PR #1704, opened 2025-06-25
feat(plugins): allow multiple download or auth plugins for a single provider

jlahovnik:
Instead of a single download or authentication plugin, now a list of plugins is defined for each provider: 

- `search_auth` and `download_auth` have been removed, both are now given in a list and the parameter `required_for` (`list[str]`) is used to define if an authentication plugin is used for search, download or both. This also replaces the attribute `need_auth` of the search plugin. The parameter `required_credentials` is used to define which credentials are used for which plugin in case of multiple plugins. If it is not given, it is assumed that all available credentials from `eodag.yml` are required.
- `matching_url` and `matching_conf` have been replaced by a dictionary `match`. The parameter `href` in the dictionary corresponds to `matching_url`, the remaining parameters to `matching_conf`.
- The configurations of the existing providers have been updated.

### DIFF
--- a/eodag/config.py
+++ b/eodag/config.py
@@ -933,14 +933,22 @@ def override_config_from_env(config: dict[str, ProviderConfig]) -> None:
             # try converting env_value type from type hints
             if "list" in str(env_type):
                 # convert str to array and then cast (only working for list[str] type)
-                env_value = env_value.split(",")
-            try:
-                env_value = cast_scalar_value(env_value, env_type)
-            except TypeError:
-                logger.warning(
-                    f"Could not convert {parts[0]} value {env_value} to {env_type}"
-                )
-            mapping[parts[0]] = env_value
+                env_value_list = env_value.split(",")
+                try:
+                    env_value_list = cast_scalar_value(env_value_list, env_type)
+                except TypeError:
+                    logger.warning(
+                        f"Could not convert {parts[0]} value {env_value} to {env_type}"
+                    )
+                mapping[parts[0]] = env_value_list
+            else:
+                try:
+                    env_value = cast_scalar_value(env_value, env_type)
+                except TypeError:
+                    logger.warning(
+                        f"Could not convert {parts[0]} value {env_value} to {env_type}"
+                    )
+                mapping[parts[0]] = env_value
         else:
             new_map = mapping.setdefault(parts[0], {})
             build_mapping_from_env("__".join(parts[1:]), env_value, new_map)
--- a/eodag/plugins/manager.py
+++ b/eodag/plugins/manager.py
@@ -278,18 +278,23 @@ class PluginManager:
         if api := getattr(plugin_conf, "api", None):
             plugin_conf.api.products = plugin_conf.products
             plugin_conf.api.priority = plugin_conf.priority
-            plugin = cast(Api, self._build_plugin(product.provider, api, Api))
+            return cast(Api, self._build_plugin(product.provider, api, Api))
         elif getattr(plugin_conf, "download", None):
             plugin = next(
                 self.get_auth_or_download_plugins(
                     "download", product.provider, matching_url=matching_url
                 )
             )
+            if not isinstance(plugin, Download):
+                # basically this should not happen
+                raise MisconfiguredError(
+                    f"Invalid download plugin for provider {plugin_conf.name}"
+                )
+            return plugin
         else:
             raise MisconfiguredError(
                 f"No download plugin configured for provider {plugin_conf.name}."
             )
-        return plugin
 
     def get_auth_plugin(
         self, associated_plugin: PluginTopic, product: Optional[EOProduct] = None
@@ -307,7 +312,7 @@ class PluginManager:
         :returns: The Authentication plugin
         """
         # matching url from product to download
-        matching_url = ""
+        matching_url = None
         if product:
             matching_url = _get_matching_url_for_product(product)
         if not matching_url:
@@ -323,6 +328,11 @@ class PluginManager:
                     matching_conf=associated_plugin.config,
                 )
             )
+            if not isinstance(auth_plugin, Authentication):
+                # basically this should not happen
+                raise MisconfiguredError(
+                    f"Invalid auth plugin found: {auth_plugin.config}"
+                )
         except StopIteration:
             auth_plugin = None
         return auth_plugin
@@ -333,7 +343,7 @@ class PluginManager:
         provider: str,
         matching_url: Optional[str] = None,
         matching_conf: Optional[PluginConfig] = None,
-    ) -> Iterator[Authentication]:
+    ) -> Iterator[Union[Authentication, Download]]:
         """Build and return the authentication plugin for the given provider and
         matching conf or url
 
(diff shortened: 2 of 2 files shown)


eodag/config.py
```diff
@@ -748,9 +763,14 @@ def credentials_in_auth(auth_conf: PluginConfig) -> bool:
     :param auth_conf: Authentication plugin configuration
     :returns: True if credentials are set, else False
     """
-    return any(
```
sbrunato, line 751: move `credentials_in_auth` to `PluginConfig.has_credentials` ?

eodag/plugins/authentication/base.py
```diff
@@ -34,16 +35,27 @@ class Authentication(PluginTopic):
...
-          configuration that needs authentication and helps identifying it
+        * :attr:`~eodag.config.PluginConfig.match` (``dict[str, str]``): dict of parameters to
+          be matched with a product or a search/download plugin to find the correct auth plugin
     """
 
     def authenticate(self) -> Union[AuthBase, S3SessionKwargs]:
         """Authenticate"""
         raise NotImplementedError
 
+    def get_required_credentials(self) -> dict[str, str]:
```
sbrunato, line 46:
```suggestion
    def get_credentials(self) -> dict[str, str]:
```

eodag/plugins/authentication/base.py
```diff
@@ -34,16 +35,27 @@ class Authentication(PluginTopic):
...
+        """checks if only a subset of the credentials is required for the plugin object
+        and returns this subset; returns all credentials if not required credentials are given
+        :returns: dict of credentials
```
sbrunato, line 49:
```suggestion
        """Get plugin configuration credentials.

        Checks if only a subset of the credentials is required for the plugin object
        and returns this subset.
        Returns all credentials if no required credentials are given.

        :returns: dict of credentials
```

eodag/plugins/manager.py
```diff
@@ -55,6 +51,56 @@
 logger = logging.getLogger("eodag.plugins.manager")
 
 
+def _is_plugin_matching(
+    plugin_conf: PluginConfig,
+    matching_url: Optional[str],
+    matching_conf: Optional[PluginConfig],
+) -> bool:
+    """
+    checks if the given plugin config is matching the matching config or url
```
sbrunato, line 60:
```suggestion
    Checks if the given plugin config is matching the matching config or url

```

eodag/plugins/manager.py
```diff
@@ -55,6 +51,56 @@
 logger = logging.getLogger("eodag.plugins.manager")
 
 
+def _is_plugin_matching(
```
sbrunato, line 54: move to `PluginConfig.is_matching` ?

eodag/plugins/manager.py
```diff
@@ -260,66 +312,47 @@ def get_auth_plugin(
...
+                # basically this should not happen
+                raise MisconfiguredError(
+                    f"Invalid auth plugin found: {auth_plugin.config}"
+                )
         except StopIteration:
             auth_plugin = None
         return auth_plugin
 
-    def get_auth_plugins(
+    def get_auth_or_download_plugins(
```
sbrunato, line 340:
```suggestion
    def get_listed_plugins(
```

eodag/plugins/manager.py
```diff
@@ -260,66 +312,47 @@ def get_auth_plugin(
...
         matching_conf: Optional[PluginConfig] = None,
-    ) -> Iterator[Authentication]:
-        """Build and return the authentication plugin for the given product_type and
-        provider
+    ) -> Iterator[Union[Authentication, Download]]:
+        """Build and return the authentication plugin for the given provider and
+        matching conf or url
 
-        :param provider: The provider for which to get the authentication plugin
+        :param plugin_type: type of plugin to be found (auth or download)
```
sbrunato, line 350:
```suggestion
        :param plugin_topic: topic of plugin to be found (auth or download)
```

eodag/plugins/manager.py
```diff
@@ -260,66 +312,47 @@ def get_auth_plugin(
...
+        plugin_type: str,
         provider: str,
         matching_url: Optional[str] = None,
         matching_conf: Optional[PluginConfig] = None,
-    ) -> Iterator[Authentication]:
-        """Build and return the authentication plugin for the given product_type and
-        provider
+    ) -> Iterator[Union[Authentication, Download]]:
+        """Build and return the authentication plugin for the given provider and
+        matching conf or url
```
sbrunato, line 348:
```suggestion
        """Build and return the listed plugins for the given provider, topic and
        matching conf or url
```

eodag/api/core.py
```diff
@@ -463,7 +463,7 @@ def add_provider(
         products: dict[str, Any] = {
             GENERIC_PRODUCT_TYPE: {"productType": "{productType}"}
         },
-        download: dict[str, Any] = {"type": "HTTPDownload", "auth_error_code": 401},
+        download: list[dict[str, Any]] = [],
```
sbrunato, line 466: please use `None` as default value instead of `[]`

Please also use `None` as search default, and apply default value in code. 
See https://docs.astral.sh/ruff/rules/mutable-argument-default/

eodag/api/core.py
```diff
@@ -463,7 +463,7 @@ def add_provider(
...
         **kwargs: dict[str, Any],
```
sbrunato, line 467: please replace `**kwargs` with `auth: Optional[list[dict[str, Any]]] = None` and  `api: Optional[dict[str, Any]] = None`

eodag/api/core.py
```diff
@@ -552,36 +550,27 @@ def _prune_providers_list(self) -> None:
...
+                    if not credentials_exist:
+                        update_needed = True
+                        logger.info(
+                            "%s: provider needing auth for search has been pruned because "
+                            "no credentials could be found",
+                            provider,
+                        )
+                        self._pruned_providers_config[
+                            provider
+                        ] = self.providers_config.pop(provider)
```
sbrunato, line 571:
```suggestion
                        self._pruned_providers_config[
                            provider
                        ] = self.providers_config.pop(provider)
                        logger.info(
                            "%s: provider needing auth for search has been pruned because "
                            "no credentials could be found",
                            provider,
                        )
```

eodag/api/core.py
```diff
@@ -891,20 +880,18 @@ def discover_product_types(
...
+                if auth := self._plugins_manager.get_auth(
+                    search_plugin.provider,
+                    "search",
+                    getattr(search_plugin.config, "api_endpoint", None),
+                    search_plugin.config,
+                ):
+                    kwargs["auth"] = auth
+                else:
+                    logger.debug(
+                        f"No authentication plugin for {provider} for product types discovery found"
```
sbrunato, line 893:
```suggestion
                        "No authentication plugin for %s for product types discovery found", provider
```

eodag/plugins/manager.py
```diff
@@ -329,49 +362,77 @@ def _is_auth_plugin_matching(
...
+                            Download,
+                            self._build_plugin(plugin_provider, plugin_conf, Download),
+                        )
                 else:
                     continue
 
     def get_auth(
         self,
         provider: str,
+        required_for: str,
```
sbrunato, line 409:
```suggestion
        required_for: Literal["search", "download"],
```

eodag/plugins/manager.py
```diff
@@ -55,6 +51,56 @@
...
+    # no match
+    return False
+
+
+def _get_matching_url_for_product(eo_product: EOProduct) -> str:
+    """
+    returns the url used to find the download and auth plugin for a product
+    (currently there is only one matching_url per product, where per asset
+    downloaders are implmented, this will change)
+    :param eo_product: product for with the matching url shall be found
```
sbrunato, line 90:
```suggestion
    returns the url used to find the download and auth plugin for a product
    (currently there is only one matching_url per product, where per asset
    downloaders are implmented, this will change)

    TODO: adapt method to asset once downloadLink is handled through an asset

    :param eo_product: product for with the matching url shall be found
```

sbrunato (changes requested):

### Work required
Your answer should be the lines of the records that hold the string "EOProduct".

### Answer below
         self, associated_plugin: PluginTopic, product: Optional[EOProduct] = None
+def _get_matching_url_for_product(eo_product: EOProduct) -> str:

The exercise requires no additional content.